Required action: Retype the data below, every word of it, exactly.

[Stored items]

PR #4749, opened 2021-04-09
Serve HTML documents as attachments

djmitche:
Bugzilla Bug: [1442024](https://bugzilla.mozilla.org/show_bug.cgi?id=1442024)

### DIFF
--- a/changelog/bug-1442024.md
+++ b/changelog/bug-1442024.md
@@ -1,0 +1,5 @@
+audience: deployers
+level: patch
+reference: bug 1442024
+---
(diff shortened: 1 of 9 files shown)


djmitche:
@ajvb the change to ui/docs/reference/platform/object/simple-downloads.mdx is probably all you need to look at here, as the rest just implements it.

I think the big question I have is: is just `text/html` enough?  Do we need to consider image types? stylesheets? other things?

petemoore (approved):
This looks like a welcome security improvement, but I'll let @ajvb give a more thorough interpretation. Nice work!

ajvb (approved):
From a security perspective, this lgtm.

djmitche:
Thanks all!  I'll fix the lint and merge.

Answer to this exercise:
PR #4749, opened 2021-04-09
Serve HTML documents as attachments

djmitche:
Bugzilla Bug: [1442024](https://bugzilla.mozilla.org/show_bug.cgi?id=1442024)

### DIFF
--- a/changelog/bug-1442024.md
+++ b/changelog/bug-1442024.md
@@ -1,0 +1,5 @@
+audience: deployers
+level: patch
+reference: bug 1442024
+---
(diff shortened: 1 of 9 files shown)


djmitche:
@ajvb the change to ui/docs/reference/platform/object/simple-downloads.mdx is probably all you need to look at here, as the rest just implements it.

I think the big question I have is: is just `text/html` enough?  Do we need to consider image types? stylesheets? other things?

petemoore (approved):
This looks like a welcome security improvement, but I'll let @ajvb give a more thorough interpretation. Nice work!

ajvb (approved):
From a security perspective, this lgtm.

djmitche:
Thanks all!  I'll fix the lint and merge.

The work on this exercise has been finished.